The pub company said that 650,000 people might have had their personal details leaked, and that the card details of 100 people had been compromised.

The company said that those credit card details couldn’t be used on their own to steal money. But the stolen personal information will probably be sold on the black market, and the company recommends that customers stay vigilant.

It said: "These credit or debit card details cannot be used on their own for fraudulent purposes, because the first 12 digits and the security number on the reverse of the card were not stored on the database."

The stolen personal details of the 650,000 people includes the customer's name, date of birth, email address and phone number. It didn't say how users would have given over the information.

The pub chain's CEO John Hutson said the Information Commissioner's Office (ICO) is being told of the breach.

In a letter to customers, he said: "We have taken all necessary measures to make our website secure again following this attack. A forensic investigation into the breach in continuing.

"In this instance, we recommend that you remain vigilant for any emails that you are not expecting, that specifically ask you for personal or financial information, or request you to click on links or download information."

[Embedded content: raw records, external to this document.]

PR #9483, opened 2026-07-20
fix(cli): avoid Windows PATH status timeout

### LINKED ISSUE #9462: [Bug]: Windows PATH command times out (5000ms) when loading CLI install status on Windows 10
### Operating system

Windows 10

### Orca version

Unknown (please add from **Orca → About Orca** if known)

### Details

**Short summary**  
On Windows 10, Settings fails to load CLI / WSL CLI install status. Two error toasts appear:

1. `Error invoking remote method 'cli:getWslInstallStatus': Error: Windows PATH command timed out after 5000ms.`
2. `Error invoking remote method 'cli:getInstallStatus': Error: Windows PATH command timed out after 5000ms.`

**What happened?**  
Opening (or refreshing) Settings that probe CLI registration shows toast errors instead of install status. Both the native Windows CLI status probe and the WSL CLI status probe fail the same way. Screenshot was taken from a Windows 10 machine (monitor photo of the Orca Settings UI with the two error toasts).

**How can we reproduce it?**  
1. Run Orca on **Windows 10**.
2. Open Settings related to CLI registration / WSL CLI (or any surface that loads CLI status).
3. Observe toasts for `cli:getInstallStatus` and `cli:getWslInstallStatus` both reporting `Windows PATH command timed out after 5000ms.`

**Likely cause (code)**  
On `win32`, `CliInstaller.getStatus()` checks whether the command directory is on the user PATH via PowerShell:

- `isPathConfigured()` → `userPathReader()` → `readWindowsUserPath()` → `runWindowsPathCommand()`
- `runWindowsPathCommand` runs `powershell -NoProfile -Command "[Environment]::GetEnvironmentVariable('Path','User')"` with `WINDOWS_PATH_COMMAND_TIMEOUT_MS = 5000` and throws if it exceeds that.
- Source: `src/main/cli/cli-installer.ts` (`runWindowsPathCommand` / timeout message).
- IPC: `cli:getInstallStatus` / `cli:getWslInstallStatus` in `src/main/ipc/cli.ts`.
- WSL status also consults the host installer (`WslCliInstaller` → `hostInstaller.getStatus()`), so a wedged host PATH read can fail **both** IPC methods.

**Why this is painful**  
- Status is a read-only probe used widely in Settings / skill setup; a hard throw surfaces as uncaught IPC errors in the UI.
- 5s may be too aggressive on slower Windows 10 machines, cold PowerShell startup, Defender scanning, or broken/slow `powershell` resolution (e.g. Store vs Windows PowerShell).
- Related recent work: PowerShell launch on Windows (`fix(win): launch Store-installed PowerShell 7 in terminals`).

**Expected**  
- Status probes should not hard-fail the UI when PATH read is slow.
- Prefer: longer timeout for status reads, graceful degradation (`pathConfigured: false` + detail), and/or a faster PATH source (e.g. registry / `reg query`) that does not require full PowerShell startup for reads.

**Environment notes**  
- OS: Windows 10 (reporter)
- Both `getInstallStatus` and `getWslInstallStatus` fail with the same timeout message

Jinwoo-H:
## Summary

- Read the persisted Windows user PATH through an optional Windows-native registry module instead of spawning PowerShell whenever CLI install status loads.
- Represent registry read failures as an explicit unknown PATH state, fail closed before every PATH mutation, and surface that state inline in Settings/onboarding/agent setup.
- Coalesce concurrent status reads, force a fresh read before every PATH mutation, preserve `REG_SZ` versus `REG_EXPAND_SZ` semantics, and continue WSL probing when only the host PATH state is unknown.
- Select native rebuilds and packaged resources by artifact target so Windows gets the addon while macOS, Linux, SSH, and cross-builds retain their existing behavior.
- Restore node-pty's ConPTY sidecar files before probes and after native rebuilds, because `@electron/rebuild` bypasses node-pty's postinstall copy step.

Closes #9462.

## Screenshots

No visual change during normal operation. When the registry cannot be read, the existing CLI Settings row now shows the diagnostic inline and disables its mutation switch; this state is covered by `CliSection.test.tsx`.

## Testing

- [ ] `pnpm lint` — targeted Oxlint passed; the repository-wide command reaches an unrelated existing type-aware error in `src/renderer/src/components/skills/skill-freshness-group.tsx`.
- [x] `pnpm typecheck`
- [ ] `pnpm test` — the focused suite passed 109 tests across 10 files (35 platform skips). The repository-wide suite completed but has unrelated existing Windows failures involving POSIX paths, `/bin/sh`, symlink semantics, and `localStorage` mocks.
- [ ] `pnpm build` — a Windows unpacked app was built and exercised; the normal builder later hit the existing `node-pty`/Visual Studio toolchain rebuild issue and Windows signing-helper symlink privilege requirement.

Additional validation:

- The exact Windows terminal-restart CI suite passed all 3 restart scenarios after repairing the ConPTY runtime payload.
- Packaged Electron 43.1.0 / Node 24.18 / N-API 10 loaded the copied native module and read the real 1,176-character user PATH.
- 20 concurrent packaged-app status IPC calls completed consistently in 10.8 ms without timeout or rejection.
- 100 direct registry reads averaged 0.389 ms (3.292 ms maximum) on Windows 11.
- Packaged Settings rendered the expected Windows CLI state while WSL status continued loading normally.
- Max-lines ratchet, formatting, localization catalog/parity/coverage, and Electron native-runtime checks passed.

## AI Review Report

An independent solution review preferred `reg.exe` to avoid adding native-module maintenance. That review also identified unresolved output-encoding risk for Unicode PATH entries. The implementation therefore uses the Unicode Windows registry API, while containing the added maintenance surface through an optional dependency, runtime platform checks, targeted rebuild verification, and packaged-resource contract tests.

The review explicitly checked macOS, Linux, Windows, WSL, and SSH behavior; path comparison and `%VARIABLE%` expansion; concurrent IPC callers; Electron ABI/package loading; unknown/error behavior; read-modify-write safety; native rebuild behavior; and target-specific packaging. No remaining cross-platform runtime regression was identified.

## Security Audit

- Reads only `HKCU\Environment\Path`; it does not access machine-wide or privileged registry data.
- Registry failures never become an empty PATH. Install/remove abort before writing, preventing accidental PATH truncation.
- `%VARIABLE%` entries are expanded for comparison only when PATH is `REG_EXPAND_SZ`; literal `REG_SZ` text and stored user text are preserved.
- Existing PowerShell writes remain user-scoped and retain their quoting, timeout, and permission-error translation.
- The optional native dependency is pinned to `3.2.2`, loaded dynamically only on Windows, and verified in both the development Electron runtime and packaged app.
- No auth, secret, network, or provider behavior changes.

## Notes

Primary merge cost is maintenance: one pinned native module plus Windows rebuild/package verification. Runtime costs are a small synchronous in-process registry read (sub-millisecond average here), bounded by one-second caching and concurrent-read coalescing. If the native read is unavailable, CLI mutation is intentionally disabled until status can be read safely.

Physical Windows 10, Windows ARM64, and managed-device registry denial were not available for manual testing. The API used is supported by those Windows versions, and denied/unavailable reads are covered by fail-closed tests. PowerShell is still used for the rare install/remove write path, so this PR removes the status-load timeout but does not redesign PATH writes.


Jinwoo-H:
@coderabbitai review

The company said it received information on December 1 that the information may have been hacked, prompting an "urgent investigation by cyber security specialists".

It was then confirmed that its old website, which has since been replaced, had been hacked between June 15 and June 17 this year.

Mr Hutson said: "Unfortunately, hacking is becoming more and more sophisticated and widespread. We are determined to respond to this by increasing our efforts and investment in security and will be doing everything possible to prevent a recurrence."